Entre Odeceixe e Aljezur, o Algarve é outro. Há praias, sim senhora, mas em nada semelhantes às da mesma região mais a sul. Os campos de relva viçosa e muitas vezes artificial estão a algumas dezenas de quilómetros, por isso o verde que aqui se vê pode ser mais baço, mas também não é plantado, o que entre outros factores justificou a criação de um dos mais recentes parques naturais nacionais, o do Sudoeste Alentejano e Costa Vicentina (1995). Esta é a maior extensão de litoral português sujeito a uma legislação de protecção e abrange uma vasta zona de 100 km de costa. Espaço de fronteira entre a terra e o mar, falar do sudoeste é contar a história de um oceano que sustenta todo um mundo aquático e torna ainda possível em terra, a existência de uma flora e fauna específicas. A paisagem é única e dela falaremos já de seguida.

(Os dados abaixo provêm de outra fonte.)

Issue #921, opened 2018-02-19
Interest in more netlink constants in libc


jbaublitz:
I realize that netlink is a pretty specific use case but is there any interest in me doing a PR to include some of the standard but less common netlink constants? Currently for my crate, I compile a C extention and link to it from Rust to get these constants in my crate and I'd love to have this incorportated into this crate to keep all of the C dependencies in one place. I'm mainly focusing on the constants that signify netlink attribute types in `<linux/netlink.h>` and `<linux/genetlink.h>` as well as potentially `<linux/rtnetlink.h>` as that is the next part of netlink that I plan to implement in my library. There were a number of netlink constants that were not included in libc when I started that now are so I'd be happy to get the rest of them in there if this is a use case you'd be willing to support.

faern:
I'm working on a PR to include these now. I had to add some netlink structs anyway for another use case so I'll bring in the constants you need. See #922, however, the constants have not been pushed there yet.

faern:
However, since `GENL_ID_GENERATE` was deprecated in 2016 (https://github.com/torvalds/linux/commit/a07ea4d9941af5a0c6f0be2a71b51ac9c083c5e5) I'm going to exclude that one.

jbaublitz:
Thanks for this!

alexcrichton:
@jbaublitz there's certainly interest! Basically if it's in headers and it verifies, it should be fine to add.

kristate:
@jbaublitz @faern What is the current status?

faern:
This is merged and done. I'm pretty sure my PR included all the parts @jbaublitz needed.

alexcrichton:
Great!

PR #922, opened 2018-02-21
Add netlink structs to all notbsd platforms

faern:
Adding the remaining structs from `<linux/netlink.h>`. Sadly very duplicated, but that's how it ended up when added to all "notbsd" platforms except musl. If there is a better way to structure it to reduce duplication I'm all ears!

### DIFF
--- a/src/unix/notbsd/linux/mod.rs
+++ b/src/unix/notbsd/linux/mod.rs
@@ -1270,6 +1270,65 @@ pub const POSIX_SPAWN_SETSIGMASK: ::c_int = 0x08;
 pub const POSIX_SPAWN_SETSCHEDPARAM: ::c_int = 0x10;
 pub const POSIX_SPAWN_SETSCHEDULER: ::c_int = 0x20;
 
+pub const NLMSG_NOOP: ::c_int = 0x1;
+pub const NLMSG_ERROR: ::c_int = 0x2;
+pub const NLMSG_DONE: ::c_int = 0x3;
+pub const NLMSG_OVERRUN: ::c_int = 0x4;
+pub const NLMSG_MIN_TYPE: ::c_int = 0x10;
+
+pub const GENL_NAMSIZ: ::c_int = 16;
+
+pub const GENL_MIN_ID: ::c_int = NLMSG_MIN_TYPE;
+pub const GENL_MAX_ID: ::c_int = 1023;
+
+pub const GENL_ADMIN_PERM: ::c_int = 0x01;
+pub const GENL_CMD_CAP_DO: ::c_int = 0x02;
+pub const GENL_CMD_CAP_DUMP: ::c_int = 0x04;
+pub const GENL_CMD_CAP_HASPOL: ::c_int = 0x08;
+cfg_if! {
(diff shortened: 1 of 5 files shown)


faern:
Working on adding some `genetlink.h` constants as well. So consider this PR work in progress for a little longer!

src/unix/notbsd/linux/other/mod.rs
```diff
@@ -517,12 +555,6 @@ pub const NLM_F_EXCL: ::c_int = 0x200;
 pub const NLM_F_CREATE: ::c_int = 0x400;
 pub const NLM_F_APPEND: ::c_int = 0x800;
 
-pub const NLMSG_NOOP: ::c_int = 0x1;
-pub const NLMSG_ERROR: ::c_int = 0x2;
-pub const NLMSG_DONE: ::c_int = 0x3;
-pub const NLMSG_OVERRUN: ::c_int = 0x4;
-pub const NLMSG_MIN_TYPE: ::c_int = 0x10;
```
faern: Was able to move these up one level. Covers more platforms and with less duplication.

faern:
This PR now fixes #921. Should include everything to make https://github.com/jbaublitz/neli/blob/master/src/c/netlink.c obsolete. Ping @jbaublitz

src/unix/notbsd/linux/mod.rs
```diff
@@ -1264,6 +1270,65 @@ pub const POSIX_SPAWN_SETSIGMASK: ::c_int = 0x08;
...
+pub const GENL_NAMSIZ: ::c_int = 16;
+
+pub const GENL_MIN_ID: ::c_int = NLMSG_MIN_TYPE;
+pub const GENL_MAX_ID: ::c_int = 1023;
+
+pub const GENL_ADMIN_PERM: ::c_int = 0x01;
+pub const GENL_CMD_CAP_DO: ::c_int = 0x02;
+pub const GENL_CMD_CAP_DUMP: ::c_int = 0x04;
+pub const GENL_CMD_CAP_HASPOL: ::c_int = 0x08;
+cfg_if! {
```
alexcrichton: Could the location of these definitions get tweaked a bit to avoid the `cfg_if!` annotations here?

alexcrichton:
Looks good to me, thanks! Just one small nit but otherwise seems good to go

src/unix/notbsd/linux/mod.rs
faern: Yes, done!

faern:
Now the tests started to fail on a constant added by me in a previous PR. The value of the `NFT_*_MAXNAMELEN` constants seems to have been increased from 32 to 256 on most platforms. So I had to add some `cfg_if!` trickery to get it to pass the tests again.

kristate:
@faern

> Now the tests started to fail on a constant added by me in a previous PR. The value of the `NFT_*_MAXNAMELEN` constants seems to have been increased from 32 to 256 on most platforms.

Okay, once #924 or 95befb4b20b39d2b257ed69a10a22ab68995fc12 lands, I will rebase and push #924. thanks.

PR #925, opened 2018-02-25
add IPV6_MULTICAST_IF and IPV6_MULTICAST_HOPS

bluejekyll:
These were missing from the net2 crate. Adding them here so that the higher functions can be added to net2 later. They are necessary for declaring the interface for ipv6 multicast packets (route), and limits on the number of hops an ipv6 packet can travel

Linux reference: https://github.com/torvalds/linux/blob/master/include/uapi/linux/in6.h#L168-L170
macOS reference: https://github.com/apple/darwin-xnu/blob/master/bsd/netinet6/in6.h#L538-L540


bluejekyll:
Thank you!

PR #926, opened 2018-02-25
Add netfilter/nftables fields

faern:
Adding a few missing `NF_` constants to more complete the story around that header. Then most importantly add a lot of `NFT_` constants needed in my nftables library. Some were added back in #911, but as the library grew I realized I needed more constants.

### DIFF
--- a/src/lib.rs
+++ b/src/lib.rs
@@ -148,6 +148,9 @@ cfg_if! {
         pub enum FILE {}
         pub enum fpos_t {} // TODO: fill this out with a struct
 
+        pub const INT_MIN: c_int = -2147483648;
+        pub const INT_MAX: c_int = 2147483647;
+
         extern {
             pub fn isalnum(c: c_int) -> c_int;
             pub fn isalpha(c: c_int) -> c_int;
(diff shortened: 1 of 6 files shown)


src/lib.rs
```diff
@@ -148,6 +148,9 @@ cfg_if! {
         pub enum FILE {}
         pub enum fpos_t {} // TODO: fill this out with a struct
 
+        pub const INT_MIN: c_int = -2147483648;
+        pub const INT_MAX: c_int = 2147483647;
```
faern: These are only two of the limits from `limits.h`. Needed since I need to reach the min and max integers for other constants within `libc`. I could not use `c_int:min_value()` since that does not work as a constant function on Rust 1.0. And I could not use `core::i32::MIN` because I could not use `core` on some platforms. Is the latter expected or did I do something wrong?

alexcrichton: Nah yeah redefining these here are fine, but we can probably relax CI in the future!

alexcrichton:
@bors: r+

Thanks!

PR #931, opened 2018-02-28
Add posix_spawn bindings for FreeBSD

bdrewery:


bdrewery:
I think these would apply for OpenBSD as well but I only am able to test FreeBSD right now.
This may not apply for NetBSD as their ABI is slightly different. For FreeBSD and OpenBSD posix_spawnattr_t is an opaque pointer:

Uma ribeira, um limite geográfico
A fronteira entre o Alentejo e o Algarve é-nos indicada pela ribeira de Seixe, essa mesma que esteve na origem do nome da praia e da povoação: Odeceixe. Antes de chegarmos à beira-mar, há que passar pela vila. Nem o frio e a chuva, e muito menos o calor e o Sol conseguem afastar os hippies que por aqui se encontram, seja qual for a estação do ano. As carrinhas de matrículas estrangeiras que se encontram à beira das estradas e em sítios bem menos acessíveis, denunciam nacionalidades. Alemãs e holandesas sobretudo.
O aglomerado de casas estende-se ao longo dos outeiros, na tentativa de não perder o mar de vista. No topo, um moinho domina. Para conhecer um pouco melhor o povoado, aconselha-se o estacionamento do veículo e a continuação do percurso a pé. Numa das ruas, uma espécie de adega-museu recria o processo de produção e armazenagem do vinho. Há ainda a igreja que é matriz com imagens seiscentistas e com uma pia baptismal heptogonal de estilo manuelino. Restaurantes e cafés também não faltam com os menus em português, inglês, francês e alemão. Haja espaço na ementa.
Daqui segue-se a praia. Poucos são os quilómetros que a separam da povoação, o que nada significa quanto ao tempo que se demora até lá chegar. Tudo por culpa da paisagem que prende a atenção, com os montes que abruptamente terminam no oceano, perseguidos pela ribeira mortinha por também lá chegar. No vale, os terrenos são verdes e servem de pasto a manadas e a rebanhos. Contudo, assim que se fica mais próximo da aragem marinha, a vegetação do cimo dos montes começa a escassear, e que o digam os pinheiros. A terra transforma-se em rocha, mas ainda assim sentimos o cheiro a urze e a esteva. E aqui estamos junto a um dos miradouros que observam a praia, contemplando uma paisagem que tem tanto de natural como de bela. O cheiro a ervas espontâneas persegue-nos, ou nós a ele. Por isso, por mais completa que fosse a descrição, não conseguiria acompanhar o que se vê ao vivo e a cores. Só um passeio por lá pode desfazer de uma vez por todas dúvidas quanto à verdade do que se diz.